= Escuelas Familiares Agrarias =

Agricultural Training Schools, in Spanish Escuelas de Formación Agraria (EFA) are specialised educational institutions that provide technical and professional training in areas related to agriculture, livestock, agribusiness, and the environment. These schools play a crucial role in training professionals for the agricultural and rural sector, combining theoretical and practical knowledge to address the challenges of rural areas.

== History ==

=== History in Spain ===
In Spain, the development of EFAs dates back to the 1960s when Joaquín Herreros and Felipe González de Canales launched the project for the first Escuelas Familiares Agrarias. Inspired by the model of the French Maison Familial Rural, they established the first two EFA, Molino Azul and Casablanquilla, in Lora del Río and Brenes (Seville) in 1967. These schools aimed to provide quality professional and cultural training to rural youth, preventing their migration to urban areas.

==== Relationship with Opus Dei ====
In their beginnings, some agricultural training schools (EFAs) in Spain were founded or managed by members of Opus Dei, as part of their educational and social work in various fields, including technical and agricultural training. However, over time, many of these institutions have diversified and may be managed by different educational entities, maintaining their focus on agricultural training without a specific religious affiliation.

Over time, the number of agricultural training schools (EFAs) in Spain has grown to around 40 institutions distributed across different regions of the country. These schools have evolved to adapt to changes in rural areas and educational legislation, offering especializad programs in agricultural and rural areas. The agricultural training schools in Spain continue to play a fundamental role in the development of rural areas. The diversification and adaptation of their educational offerings have transformed them into key centers for the training of highly qualified professionals in the agricultural and rural sector of the country.

Spain currently hosts twenty-seven institutions of this type, but this model has transcended borders, multiplying the presence of agricultural training schools (EFA) worldwide. This expansion has generated a wide range of specialization possibilities, significantly expanding the educational offerings. Beyond traditional courses in agricultural management, livestock, and forestry, EFAs now cover diverse areas such as viticulture, restoration, natural resource management and organization, livestock production, automotive, hospitality, tourism, early childhood education, social healthcare, nursing auxiliary care, and oral hygiene. There are more than 40 EFAs that have existed in Spain:

In the Spanish context, agricultural training schools (EFAs) are grouped into different regional federations, such as Western Andalusia, Eastern Andalusia, Aragon, Castilla La Mancha-Madrid, Catalonia, Extremadura, Galicia, and Valencia. In 1978, the majority of these institutions decided to come together to form the National Union of Agricultural Training Schools (UNEFA), which currently brings together the majority of professional training and rural development centers in Spain. Spanish Agricultural Training Schools (EFAs) have an association of 50,000 alumni, and currently, about 6,000 students are enrolled in them.

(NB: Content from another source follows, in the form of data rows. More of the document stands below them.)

PR #4665, opened 2025-03-14
fix(build): Improve OpenJpeg version detection.

jreichel-nvidia:
Also detect patch level version. E.g. useful when checking for included security fixes.

## Tests

I ran `oiiotool --help` manually, and checked that the macro is available already in 2.1.0.

## Checklist:

- [N/A] I have updated the documentation, if applicable. (Check if there is no
  doesn't change the API.)
- [N/A] I have ensured that the change is tested somewhere in the testsuite
- [N/A] If I added or modified a C++ API call, I have also amended the
  nonconforming.

### DIFF
--- a/src/cmake/modules/FindOpenJPEG.cmake
+++ b/src/cmake/modules/FindOpenJPEG.cmake
@@ -83,10 +83,8 @@ if (OPENJPEG_INCLUDE_DIR)
 endif ()
 
 # Search for opj_config.h -- it is only part of OpenJpeg >= 2.0, and will
-# contain symbols OPJ_VERSION_MAJOR and OPJ_VERSION_MINOR. If the file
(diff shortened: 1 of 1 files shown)


lgritz (approved):
LGTM

lgritz:
I'll backport this to the 3.0 release branch as well.

I noticed that our current minimum of OpenJPEG >= 2.0 is quite old (2015!). We "recommend" OpenJPEG >= 2.2, and even that version is from 2017. We can't change minimum requirements in the release branch, but in main (future 3.1), should we raise the OpenJPEG minimum and simplify a bit of this logic where it notes that the availability of `OPJ_VERSION_BUILD` is only in 2.1+?

lgritz:
My notes indicate that 2.2 is when they introduced multithreaded decoding.

PR #4667, opened 2025-03-15
api(span.h): OIIO::span improvements

lgritz:
Additions to `OIIO::span<>`:

* New flavors of `as_bytes()`, `as_writable_bytes()` that take a raw pointer + length, turning them into `cspan<byte>` and `span<byte>`, respectively.
* `span_cast<T>()`: "cast" a span of one type into a span of a different type covering the same memory. Use with caution!

Safety improvements to existing functionality:

* front(), back(): Add a debug assertion to validate that there is at least one element.
* first(), last(), subspan(): clamp offsets and counts so that the result can't possibly return a span referencing memory that wasn't inside the original bounds.
* The copy constructor that takes a non-matching span was much too flexible. Now it uses enable_if to ensure that it can't be used to change data types or lengths, it can only turn span of non-const into span of const, and span of fixed extent into span of dynamic extent.

### DIFF
--- a/src/include/OpenImageIO/span.h
+++ b/src/include/OpenImageIO/span.h
@@ -19,6 +19,13 @@
 #include <OpenImageIO/platform.h>
 #include <OpenImageIO/detail/fmt.h>
 
+// Span notes and helpful links:
+// - cppreference on std::span:
+//   https://en.cppreference.com/w/cpp/container/span
+// - Another implementation, for reference:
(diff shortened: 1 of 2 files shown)


lgritz:
@EmilDohne Some preliminary work to add a few span utilities I needed in the implementation of span-ifying the APIs.

EmilDohne (approved):
LGTM! I like the addition of the std::min() calls in `first()` and `last()` as it's quite easy to forget

PR #4668, opened 2025-03-15
ci: Fix wheel building on Mac

lgritz:
This used to work until a few days ago. Then it stopped. I think that GitHub changed the Mac runner configuration in some way that broke it, now it's complaining about not being able to find ninja, so easily fixed by instructing it to generate regular makefiles instead.

Along for the ride: If ONLY the wheel making workflow changes, there's no need to rerun the regular CI, docs, or analysis workflows.


zachlewis:
Interesting. No objections at all to the stuff that's come along for the ride.

I would like to dive deeper into whatever's causing the problems with ninja, because ninja should be coming from scikit_build_core (i.e. as a dependency needed for python-based builds, same as with cmake itself). This could be indicative of a change introduced by a newer version of scikit_build_core itself, in which case, we might be better served by more tightly constraining the version requirement upper bound. 

(Still, no problem with changing the generator to "Unix Makefiles", that's a clever workaround)

lgritz:
Maybe it was scikit_build_core? In any case, it only failed on Mac Intel.
This seemed to be the expedient fix, but if you'd like to dig into it more, feel free. You can reproduce the failure case just by pushing the current (pre- this PR) main to your fork, using any branch name that contains the word "wheel".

=== History in other parts of the world ===
On a global scale, UNEFA is part of the International Association, Maison Familiale Rurale (AIMFR), an international organization with 353 affiliated schools in Latin America, 129 in Africa, 6 in Asia, and 531 in Europe. It also engages with bodies such as the Confederation of Family Organizations of the European Union (COFACE), providing guidance to new agricultural training schools (EFAs) in America and contributing to awareness and assistance efforts in developing countries.